During #slavery children were a big part of the plantation life. The more children the better for slave owners; males slaves meant more laborers, and female slaves meant more breeding. Most slave women didn’t want to bring children into the world of slavery but for those who did, their children suffered the along with the thousands of other slaves. #Fannie Moore recalls her life as a child growing up on the Moore plantation. She told her story in 1937 at the age of 88.
The Moore plantation belonged to Master Jim Moore in Moore, South Carolina. The Moore’s owned the plantation and their slaves for years. Jim Moore inherited the land from his father who left the plantation to his son to take care of his mother. Jim’s mother was a stern and hate-filled woman, she didn’t believe slaves needed anything to eat; they were too much like animals, and less like people. Fannie Moore recalled being whipped many times with a cow hide until she was #black and blue.
Young master Jim’s wife Mary Anderson was the sweetest woman Fannie remembered. She was always good to the slaves. All the children slaves liked working for her. She never talked mean and would just smile and speak with a soft tone. Her laugh was like listening to the gurgling sound of the spring that flowed in the back of the main house. The Moore plantation was the largest plantation in the whole country. They owned thousands of acres of land. Young Master Jim had five children, not like his mother who had 12. Young Master Jim’s daughter Harriet was good to the slaves too, she would often gather the children slaves and teach them Sunday School lesson. But, if her grandmother caught her she would make life difficult for everybody.

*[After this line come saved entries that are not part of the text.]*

PR #270, opened 2017-04-28
fix bulk copy cursor issue

### LINKED ISSUE #236: Bulk Copy issue with Result Set and Server Cursor
This issue is very similar with issue #224 .

If the same connection is used to create result set (with server cursor or SelectMethod set to "cursor") and SQLServerBulkCopy object. It fails when writing data with SQLServerBulkCopy object.

Just like issue #224 , it may also have issue when reading data with the same connection.

v-xiangs:
Fixes #236

### DIFF
--- a/src/main/java/com/microsoft/sqlserver/jdbc/SQLServerBulkCopy.java
+++ b/src/main/java/com/microsoft/sqlserver/jdbc/SQLServerBulkCopy.java
@@ -1555,17 +1555,7 @@ public class SQLServerBulkCopy implements java.lang.AutoCloseable {
 
         try {
             if (!insertRowByRow) {
-                // Create and send the initial command for bulk copy ("INSERT BULK ...").
-                tdsWriter = command.startRequest(TDS.PKT_QUERY);
-                String bulkCmd = createInsertBulkCommand(tdsWriter);
-                tdsWriter.writeString(bulkCmd);
-                TDSParser.parse(command.startResponse(), command.getLogContext());
-
-                // Send the bulk data. This is the BulkLoadBCP TDS stream.
-                tdsWriter = command.startRequest(TDS.PKT_BULK);
-
-                // Write the COLUMNMETADATA token in the stream.
-                writeColumnMetaData(tdsWriter);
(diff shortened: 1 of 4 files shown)


src/main/java/com/microsoft/sqlserver/jdbc/SQLServerBulkCopy.java
```diff
@@ -3163,6 +3197,24 @@ private boolean writeBatchData(TDSWriter tdsWriter) throws SQLServerException {
...
+            
+            
+            if (insertRowByRow) {
+                // read response gotten from goToNextRow()
+                ((SQLServerResultSet) sourceResultSet).getTDSReader().readPacket();
+
+                // Create and send the initial command for bulk copy ("INSERT BULK ...").
+                tdsWriter = command.startRequest(TDS.PKT_QUERY);
+                String bulkCmd = createInsertBulkCommand(tdsWriter);
+                tdsWriter.writeString(bulkCmd);
```
v-suhame: As the `bulkCmd` is going to be same with and w/o cursors, let this be in SQLServerBulkCopy#doInsertBulk(as before) and not inside a while loop.

v-xiangs: With cursor, we need to send data row by row, so it has to be inside the while loop. Also, to pass by MARS, the sending must happen after the reading, which is goToNextRow()

v-suhame: sending 'bulkCmd' in loop is fine, but driver will generate the same `insert bulk .....` command again and again in line 3208.

v-xiangs: the thing is, we have to reset the `tdsWriter` after `goToNextRow()`, and `createInsertBulkCommand` requires the new `tdsWriter`, so, it has to be here, otherwise it fails when column is encrypted

v-suhame: Got it! thanks for details Shwan!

The slave quarters were a long row of cabins built with some type of clay dirt, and one family lived in one big room. In one room there was a big fireplace; it had to heat up the whole cabin and be used for cooking as well. Slaves cooked in a big pot that hung on a rod over the fire and baked con’ pone in the ashes; it could also be put in a skillet and covered with a lid and set on the coals. There was always plenty of wood to stay warm.
Sometimes there was no going to bed. If mother worked all day in the fields, she still had to come home and work through the night sewing and quilting; someone had to hold the light so she could see. Many times mother was beat because she was always taking up for her children. She had twelve children and she would fight the overseer to protect them all. One day while working in the field she let out a big scream. She started singing and shouting, and it seemed like she worked even harder. When my brother died of the fever, and Moore recalled her mother not being able to be with him. She didn’t even know until the night when she got in from the field. She knelt by his bed and just cried and cried. Even though he was sick night time was the only time she could got to see him and he was dead when she got home. Even when he was buried she had to watch from the field still plowing.
White people never recognized black people no more than if they were dogs. Slave owners would go through a field and buy the slaves they wanted. Young Master Jim would never sell a father or mother from their children. It was terrible for children to see people sold from the field. When the white people came to the field to buy slaves, the slaves would get to shaking they were so afraid. Sometimes, they would take the slaves and sell them on the block. The “breed woman” who was just used for having children, brought in the most money. They would put her on the block with her children standing around her to show people how fast she could breed. When she was sold she never saw her family again. It was common for men and women to marry relatives, even brother and sister because unless people talked about who they were related to—no one knew.